Dzyga Vertov, a famous filmmaker of the early 20th century, is most often considered a “Russian filmmaker,” just as are many other Soviet-times artists. In fact, Vertov was of Jewish descent and produced films both in Russia and Ukraine. His films include some communist propaganda pieces, but one of his best-known masterpieces is the documentary Man with a Movie Camera.
Released in Kyiv in 1929, the silent film depicts daily life in a Soviet city in the late twenties -- mostly in Odesa on the Ukrainian coast of the Black Sea. The film introduced many innovations as well as experimental techniques and has gained much-deserved attention and value with time.

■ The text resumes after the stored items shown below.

PR #1081, opened 2025-07-28
`nothing` is a perfectly valid nonlinear solver algorithm

ChrisRackauckas:
it's the default

### DIFF
--- a/test/downstream/initialization.jl
+++ b/test/downstream/initialization.jl
@@ -242,8 +242,7 @@ end
     integ = init(prob; initializealg = NoInit())
 
     @testset "Errors without `nlsolve_alg`" begin
-        @test_throws SciMLBase.OverrideInitMissingAlgorithm SciMLBase.get_initial_values(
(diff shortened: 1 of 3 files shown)


test/downstream/initialization.jl
```diff
@@ -242,8 +242,7 @@ end
     integ = init(prob; initializealg = NoInit())
 
     @testset "Errors without `nlsolve_alg`" begin
-        @test_throws SciMLBase.OverrideInitMissingAlgorithm SciMLBase.get_initial_values(
-            prob, integ, fn, SciMLBase.OverrideInit(), Val(false))
+        SciMLBase.get_initial_values(prob, integ, fn, SciMLBase.OverrideInit(), Val(false))
```
ChrisRackauckas, line 245:
```suggestion
        SciMLBase.get_initial_values(prob, integ, fn, SciMLBase.OverrideInit(), Val(false);  abstol, reltol)
```

PR #1097, opened 2025-08-08
add PreallocationTools.DiffCache as cache for SplitODEProblem

thomvet:
Addresses https://github.com/SciML/OrdinaryDiffEq.jl/issues/2719
Needs: https://github.com/SciML/PreallocationTools.jl/pull/131 and https://github.com/SciML/DiffEqBase.jl/pull/1188


ChrisRackauckas:
If we do the dependency decrease, we might as well just make it be a DualCache?

ChrisRackauckas (approved):

src/scimlfunctions.jl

The controversial story of Dzyga Vertov
The story of Dzyga Vertov and his work says a lot about the Soviet political and cultural reality of the 1920s. His biography perfectly reflects the artificial triple reality that was imposed on Ukraine in the 1920s: the victory of the “international” communist revolution; the short-lived Ukrainization policy by the government of the Ukrainian SSR; and the de facto Russian military and political occupation of Ukraine, as well as of other east Europian countries. Growing up in the Jewish traditions, Vertov’s birth name was David Kaufman, but he Russified his name to Denis Arkadievich after the so-called Victory of Bolshevism in 1917. Later, he adopted a pseudonym Dzyga Vertov, which can be loosely translated from Ukrainian as a “spinning whirligig” or “one who twists a whirligig.”
Innovations in the 1920s that were not appreciated until the 1960s
Vertov was a staunch opponent of fiction films. He felt that the cinema of the future should focus on true reality, “without actors and scenery.” Pursuing these ideals, he gathered a group of like-minded filmmakers, kinoks, who were filming everyday life as it unfolded around them. At times, Vertov was overly radical in his approach -- at one point he assailed all fiction films, labeling them as the new "opiate for the masses." Through his work, Vertov tried to demonstrate that film can go anywhere. In one instance, he superimposed a shot of a camera operator setting up a camera atop a camera — a giant camera. In another, he superimposed a camera operator inside a beer glass.
Since Vertov and Kaufman [director and cinematographer] filmed everything themselves, the hardest work was done at the stage of assembling and editing. Records were labelled, numbered, sorted. Then Vertov and his wife mounted draft fragments -- "bazaar," "factory," "city traffic,” and so on -- and then analyzed the different fragments to see how they came together logically and emotionally. “It's funny that this process was also filmed and included in the movie,” writes Serhiy Keyn.The team worked on Man with a Movie Camera for almost three years. They filmed mainly in Odesa, but also in Kyiv, Kharkiv, and Moscow. Vertov wrote that while shooting, he was striving "for a new interpretation of an international film language … for its complete separation from the language of theater and literature."
Contemporaries criticized Vertov and his team on many occasions, as in these comments from mainstream Russian writers lya Ilf and Evgeny Petrov: “…but all this was minor compared to the cinematic excesses that he had made on the railroad. He considered his specialty shooting under the wheels of a train. By this he stopped the work of the railway junction for several hours. Seeing the skinny figure of the cameraman lying between the rails in his favorite pose – on his back, the train drivers faded with fear and were clutching their brake levers. But [the camera operator] encouraged them with cries, insisting to ride over him.”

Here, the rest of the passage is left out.